SALT LAKE CITY — A Utah pediatrician believes smoking in a car with a child present is similar to child abuse.
"It is every bit as traumatic as broken bones and bruises, and longer-lasting," Dr. Tom Metcalf told members of the Senate Health and Human Services Committee on Wednesday.
The situation of exposing a child to secondhand smoke, which he said can be toxic to developing lungs, is "non-accidental trauma."
HB13, sponsored by Rep. Patrice Arent, D-Millcreek, is the latest attempt by the Legislature to prohibit smoking in cars when passengers under age 15 are present. Similar legislation has been attempted, albeit unsuccessfully, for the past several years.
The law, if adopted, would make the action a secondary offense and impose a $45 fine that could be waived for first-time offenders in exchange for attendance at a smoking cessation class.
Arent said the potential legislation, which mimics laws prohibiting alcohol consumption while driving and requiring child safety restraints, serves a "very important, public health and safety purpose … to protect vulnerable people who cannot protect themselves."

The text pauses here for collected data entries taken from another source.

PR #1847, opened 2018-01-04
lxd: Use user in container when mounting remote via sshfs

kalikiana:

-----
Based on the proof of concept #1484 I'm proposing setting up a user in the LXD container specifically when sshfs is used to mount the project folder into a remote instance of LXD to [ensure correct file ownership](https://bugs.launchpad.net/snapcraft/+bug/1741082).

Fixes: [LP: #1741082](https://bugs.launchpad.net/snapcraft/+bug/1741082 )

### DIFF
--- a/snapcraft/internal/lxd/_containerbuild.py
+++ b/snapcraft/internal/lxd/_containerbuild.py
@@ -179,9 +179,10 @@ class Containerbuild:
                 command += ['--target-arch', self._project_options.target_arch]
             if args:
                 command += args
-            self._container_run(command, cwd=self._project_folder, user=True)
+            self._container_run(command, cwd=self._project_folder,
+                                user=self._user)
 
-    def _container_run(self, cmd: List[str], cwd=None, user=False, **kwargs):
+    def _container_run(self, cmd: List[str], cwd=None, user='root', **kwargs):
         sh = ''
         original_cmd = cmd.copy()
         # Automatically wait on lock files before running commands
@@ -196,8 +197,8 @@ class Containerbuild:
         if sh:
             cmd = ['sh', '-c', '{}{}'.format(sh,
                    ' '.join(pipes.quote(arg) for arg in cmd))]
-        if user:
-            cmd = ['sudo', '-H', '-E', '-u', self._user] + cmd
+        if user != 'root':
+            cmd = ['sudo', '-H', '-E', '-u', user] + cmd
         try:
             subprocess.check_call([
                 'lxc', 'exec', self._container_name, '--'] + cmd,
--- a/snapcraft/internal/lxd/_containerbuild.py
+++ b/snapcraft/internal/lxd/_containerbuild.py
@@ -197,7 +197,7 @@ class Containerbuild:
             cmd = ['sh', '-c', '{}{}'.format(sh,
                    ' '.join(pipes.quote(arg) for arg in cmd))]
         if user:
-            cmd = ['sudo', '-H', '-u', self._user] + cmd
+            cmd = ['sudo', '-H', '-E', '-u', self._user] + cmd
         try:
             subprocess.check_call([
                 'lxc', 'exec', self._container_name, '--'] + cmd,
--- a/snapcraft/internal/lxd/_containerbuild.py
+++ b/snapcraft/internal/lxd/_containerbuild.py
@@ -63,7 +63,15 @@ class Containerbuild:
         self._source = os.path.realpath(source)
         self._project_options = project_options
         self._metadata = metadata
-        self._project_folder = '/root/build_{}'.format(metadata['name'])
+        if os.geteuid() > 0:
+            self._user = os.environ['USER']
+            self._home = '/home/{}'.format(self._user)
+        else:
+            self._user = 'root'
+            self._home = '/{}'.format(self._user)
+        # os.sep needs to be `/` and on Windows it will be set to `\`
+        self._project_folder = '{}/build_{}'.format(self._home,
+                                                    metadata['name'])
 
         if not remote:
             remote = _get_default_remote()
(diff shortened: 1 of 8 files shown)


snapcraft/internal/lxd/_containerbuild.py
```diff
@@ -195,6 +196,9 @@ def _container_run(self, cmd, cwd=None, **kwargs):
         if sh:
             cmd = ['sh', '-c', '{}{}'.format(sh,
                    ' '.join(pipes.quote(arg) for arg in cmd))]
+        # Run commands where file ownership matters as user
+        if os.geteuid() > 0 and (cwd or cmd[0] == 'mkdir'):
```
kyrofa: Wait... what's happening here? Turning this if statement into English I get: "If I'm not root, and I either have a cwd or I'm running mkdir, run as \<configured user\>". I'll admit I don't quite understand the problem behind the bug, but I don't see how these three conditionals are related in any way :stuck_out_tongue: . Can you explain that? The comment here isn't helpful.

snapcraft/internal/lxd/_containerbuild.py
```diff
@@ -289,6 +293,7 @@ def _inject_snap(self, name: str, tmp_dir: str):
             ], tmp_dir)
 
         container_filename = os.path.join(os.sep, 'run', filename)
+        os.chmod(filepath, 0o777)
```
kyrofa: Is this actually what you want? Or do you simply want to copy the owner's permissions over to everything else? I'd rather be smart about this instead of just setting everything to 777. If you agree, perhaps we should extract [_replicate_owner_mode](https://github.com/snapcore/snapcraft/blob/master/snapcraft/plugins/_python/_pip.py#L61) to be more generally useful.

snapcraft/internal/lxd/_project.py
```diff
@@ -151,6 +155,30 @@ def _remote_mount(self, destination, source):
...
+                'useradd', self._user, '--create-home'])
+        except ContainerRunError as e:
+            # username already in use
+            if e.exit_code != 9:
+                raise e
+        self._container_run([
+            'usermod', self._user, '-o',
+            '-u', str(os.getuid()), '-G', 'sudo'])
+        self._container_run([
+            'chown', '{}:0'.format(os.getuid(), 0),
```
kyrofa: You're calling `.format()` with two args, but only one replacement. I suspect you don't want the `0`, here. I'm also curious why we're using `0` for the group, here. Can you add a comment about that?

snapcraft/internal/lxd/_project.py
```diff
@@ -151,6 +155,30 @@ def _remote_mount(self, destination, source):
             'You can run the following command to enable it:\n'
             'echo Y | sudo tee /sys/module/fuse/parameters/userns_mounts')
 
+    def _setup_user(self):
```
kyrofa: This will setup a user even if snapcraft happens to be run as sudo. Is that desired?

snapcraft/internal/lxd/_project.py
```diff
@@ -151,6 +155,30 @@ def _remote_mount(self, destination, source):
...
+        self._user = os.environ['USER']
+        self._project_folder = '/home/{}/build_{}'.format(
+            self._user, self._metadata['name'])
+        logger.debug('Setting up user {!r} in container'.format(self._user))
+        try:
+            self._container_run([
+                'useradd', self._user, '--create-home'])
+        except ContainerRunError as e:
+            # username already in use
+            if e.exit_code != 9:
```
elopio: so, exit_code == 9 means username already in use and we ignore it?
The comment could be clearer, saying this, that the error will be ignored.

snapcraft/internal/lxd/_containerbuild.py
kalikiana: Your translation is correct. If Snapcraft is being run as a user commands inside the container that need to create folders or touch the project folder need to run as the user in the container so that file permissions will match. A counter example is `apt-get` which needs to be run with superuser permissions.

This was the least intrusive option I could think of at the time without modifying callers all over the place. Now I'm only using it for persistent remotes in the cloud, so I'll make it a boolean `user=True`. I find it slightly awkward but maybe it's clearer that way.

kalikiana: Btw thanks for questioning this. The code should make sense even without reading the bug and I sometimes don't see the perspective from an unbiased pair of eyes. Much appreciated!

snapcraft/internal/lxd/_project.py
kalikiana: The check is at the calling site. I'll move it around.

kalikiana:
@elopio I 'm not sure how you'd check that. Except that you can build a snap which you couldn't build before. It's basically a bug fix... although I guess using `-d` and watching for the message `Setting up user ... in container` would tell you that a user is being setup.

snapcraft/internal/lxd/_containerbuild.py
kalikiana: I did some more testing on this. It looks like the `chmod` is not necessary afterall, I'm guessing something else was wrong before and I fixed it in the meanwhile.

elopio:
Checking the message works for me. Or we could explore fancier weirder solutions, like making a script called snapcraft that fails if run as root, and calls the real snapcraft otherwise. Or something like that. I'm not saying we should do it, just throwing ideas :)

kalikiana:
@kyrofa @elopio All review comments should be addressed now. FYI I also modified the `sudo` call to use `-E` to preverse the environment because otherwise variables like `SNAPCRAFT_SETUP_CORE` won't work as expected (plus a new test case for it).

snapcraft/internal/lxd/_containerbuild.py
```diff
@@ -195,6 +196,8 @@ def _container_run(self, cmd, cwd=None, **kwargs):
         if sh:
             cmd = ['sh', '-c', '{}{}'.format(sh,
                    ' '.join(pipes.quote(arg) for arg in cmd))]
+        if user:
+            cmd = ['sudo', '-H', '-E', '-u', self._user] + cmd
```
kyrofa: I'm afraid I still find this confusing. We use the phrase "set up a user" and "run as user" and now we have "user is true or false" and yet by default self._user is 'root'. :stuck_out_tongue:

snapcraft/internal/lxd/_project.py
```diff
@@ -81,7 +82,8 @@ def _configure_container(self):
             subprocess.check_call([
                 'lxc', 'config', 'set', self._container_name,
                 'raw.idmap',
-                'both {} 0'.format(os.getenv('SUDO_UID', os.getuid()))])
+                'both {} {}'.format(os.getenv('SUDO_UID', os.getuid()),
+                                    os.getuid())])
```
kyrofa: Will this be thrown off if we're running with sudo (given the use of uid as opposed to euid)?

snapcraft/internal/lxd/_project.py
kyrofa: A comment here would be helpful.

snapcraft/internal/lxd/_containerbuild.py
kalikiana: I changed it to a `user='foo'` argument. I'm actually liking this best now.

snapcraft/internal/lxd/_project.py
kalikiana: Afair it only affects mounting folders as LXD devices. And `_user` would be set to `'root'` in the sudo case.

There are a lot of things that go on on personal property that would be dangerous. Private property is private property, and we cannot protect children from all danger.
–Gayle Ruzicka, Utah Eagle Forum
Gayle Ruzicka, of the Utah Eagle Forum, opposes the bill, saying it infringes on personal property rights.
"Do we, as a state, pass laws that tell parents what they can do with their own personal property?" Ruzicka said, adding that the Utah Legislature already allows guns in cars, which could also potentially be dangerous to children.
"There are a lot of things that go on on personal property that would be dangerous," she said. "Private property is private property, and we cannot protect children from all danger."
Ruzicka said she worries the bill could someday be used to prosecute parents who smoke as child abusers. It is a concern echoed by Sen. Daniel Thatcher, R-West Valley City, who gave the committee's only dissenting vote on the bill.
Thatcher said that while he believes "a parent who smokes in a car with a child is a terrible parent," the eventual progression of the potential law might go too far.
"I'm no friend of tobacco, never have been, and I'm a staunch defender of personal rights," said Sen. Allen Christensen, R-Ogden, calling HB13 a "necessary bill."
"I'm willing to take away that person's liberty to smoke in that enclosed environment," Christensen said. "Our charge as a Legislature is to draw the line … and that line needs to be moved in favor of the children."
Metcalf said the bill, as written, is similar to legislation that paved the way to make car seats mandatory for children and infants in 1984. He said that bill gradually increased education on the matter of child safety and eventually led to fewer deaths on Utah roads.
HB13 narrowly passed the Utah House of Representatives and now faces additional discussion and a vote by the whole Senate body.
Utah PTA President-elect Liz Zentner said she is perplexed at lawmakers who don't vote for the bill, choosing then to "protect those who put their addiction before the health of their children."
Zentner said parents who choose to smoke while kids are present in a vehicle are essentially creating "gas chambers on wheels."